> **Task description**:
Return the records that follow, unchanged and complete.

====== Information supplied ======

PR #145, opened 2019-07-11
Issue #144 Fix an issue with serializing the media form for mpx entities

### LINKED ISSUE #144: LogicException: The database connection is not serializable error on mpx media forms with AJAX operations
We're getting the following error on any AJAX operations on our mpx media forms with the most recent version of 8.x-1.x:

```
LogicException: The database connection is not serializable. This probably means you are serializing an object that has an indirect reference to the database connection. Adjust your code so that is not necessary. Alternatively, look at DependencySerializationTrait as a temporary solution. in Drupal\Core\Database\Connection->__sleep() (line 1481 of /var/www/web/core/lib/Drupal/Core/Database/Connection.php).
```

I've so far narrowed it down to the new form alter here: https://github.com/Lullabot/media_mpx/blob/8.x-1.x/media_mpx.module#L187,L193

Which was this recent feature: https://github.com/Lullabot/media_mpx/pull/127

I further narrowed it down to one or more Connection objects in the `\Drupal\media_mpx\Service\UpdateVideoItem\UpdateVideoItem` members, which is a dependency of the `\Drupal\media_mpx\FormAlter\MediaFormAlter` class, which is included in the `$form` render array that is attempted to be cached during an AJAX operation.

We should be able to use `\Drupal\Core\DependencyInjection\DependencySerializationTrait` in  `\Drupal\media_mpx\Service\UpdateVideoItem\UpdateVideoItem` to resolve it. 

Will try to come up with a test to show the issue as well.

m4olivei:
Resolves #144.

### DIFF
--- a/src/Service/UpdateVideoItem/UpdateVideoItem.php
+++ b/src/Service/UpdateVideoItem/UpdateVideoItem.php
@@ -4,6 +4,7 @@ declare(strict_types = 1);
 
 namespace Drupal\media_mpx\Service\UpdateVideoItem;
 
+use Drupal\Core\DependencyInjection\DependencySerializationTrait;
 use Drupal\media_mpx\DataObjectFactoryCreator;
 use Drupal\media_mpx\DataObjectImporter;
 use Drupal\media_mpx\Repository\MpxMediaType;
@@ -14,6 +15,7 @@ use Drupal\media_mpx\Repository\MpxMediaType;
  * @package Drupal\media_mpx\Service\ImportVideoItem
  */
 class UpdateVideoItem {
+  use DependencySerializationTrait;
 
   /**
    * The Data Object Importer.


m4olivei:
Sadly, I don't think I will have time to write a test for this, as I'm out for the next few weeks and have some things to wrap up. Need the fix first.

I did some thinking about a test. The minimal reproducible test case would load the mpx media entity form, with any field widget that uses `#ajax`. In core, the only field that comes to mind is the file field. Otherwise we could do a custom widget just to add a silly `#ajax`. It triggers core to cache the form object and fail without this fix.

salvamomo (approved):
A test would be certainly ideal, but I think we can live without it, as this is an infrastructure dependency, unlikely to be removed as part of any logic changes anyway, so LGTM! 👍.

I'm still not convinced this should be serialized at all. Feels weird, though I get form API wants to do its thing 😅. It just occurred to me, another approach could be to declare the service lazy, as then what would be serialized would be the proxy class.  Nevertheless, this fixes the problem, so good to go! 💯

======

> **Task response**:
PR #145, opened 2019-07-11
Issue #144 Fix an issue with serializing the media form for mpx entities

### LINKED ISSUE #144: LogicException: The database connection is not serializable error on mpx media forms with AJAX operations
We're getting the following error on any AJAX operations on our mpx media forms with the most recent version of 8.x-1.x:

```
LogicException: The database connection is not serializable. This probably means you are serializing an object that has an indirect reference to the database connection. Adjust your code so that is not necessary. Alternatively, look at DependencySerializationTrait as a temporary solution. in Drupal\Core\Database\Connection->__sleep() (line 1481 of /var/www/web/core/lib/Drupal/Core/Database/Connection.php).
```

I've so far narrowed it down to the new form alter here: https://github.com/Lullabot/media_mpx/blob/8.x-1.x/media_mpx.module#L187,L193

Which was this recent feature: https://github.com/Lullabot/media_mpx/pull/127

I further narrowed it down to one or more Connection objects in the `\Drupal\media_mpx\Service\UpdateVideoItem\UpdateVideoItem` members, which is a dependency of the `\Drupal\media_mpx\FormAlter\MediaFormAlter` class, which is included in the `$form` render array that is attempted to be cached during an AJAX operation.

We should be able to use `\Drupal\Core\DependencyInjection\DependencySerializationTrait` in  `\Drupal\media_mpx\Service\UpdateVideoItem\UpdateVideoItem` to resolve it. 

Will try to come up with a test to show the issue as well.

m4olivei:
Resolves #144.

### DIFF
--- a/src/Service/UpdateVideoItem/UpdateVideoItem.php
+++ b/src/Service/UpdateVideoItem/UpdateVideoItem.php
@@ -4,6 +4,7 @@ declare(strict_types = 1);
 
 namespace Drupal\media_mpx\Service\UpdateVideoItem;
 
+use Drupal\Core\DependencyInjection\DependencySerializationTrait;
 use Drupal\media_mpx\DataObjectFactoryCreator;
 use Drupal\media_mpx\DataObjectImporter;
 use Drupal\media_mpx\Repository\MpxMediaType;
@@ -14,6 +15,7 @@ use Drupal\media_mpx\Repository\MpxMediaType;
  * @package Drupal\media_mpx\Service\ImportVideoItem
  */
 class UpdateVideoItem {
+  use DependencySerializationTrait;
 
   /**
    * The Data Object Importer.


m4olivei:
Sadly, I don't think I will have time to write a test for this, as I'm out for the next few weeks and have some things to wrap up. Need the fix first.

I did some thinking about a test. The minimal reproducible test case would load the mpx media entity form, with any field widget that uses `#ajax`. In core, the only field that comes to mind is the file field. Otherwise we could do a custom widget just to add a silly `#ajax`. It triggers core to cache the form object and fail without this fix.

salvamomo (approved):
A test would be certainly ideal, but I think we can live without it, as this is an infrastructure dependency, unlikely to be removed as part of any logic changes anyway, so LGTM! 👍.

I'm still not convinced this should be serialized at all. Feels weird, though I get form API wants to do its thing 😅. It just occurred to me, another approach could be to declare the service lazy, as then what would be serialized would be the proxy class.  Nevertheless, this fixes the problem, so good to go! 💯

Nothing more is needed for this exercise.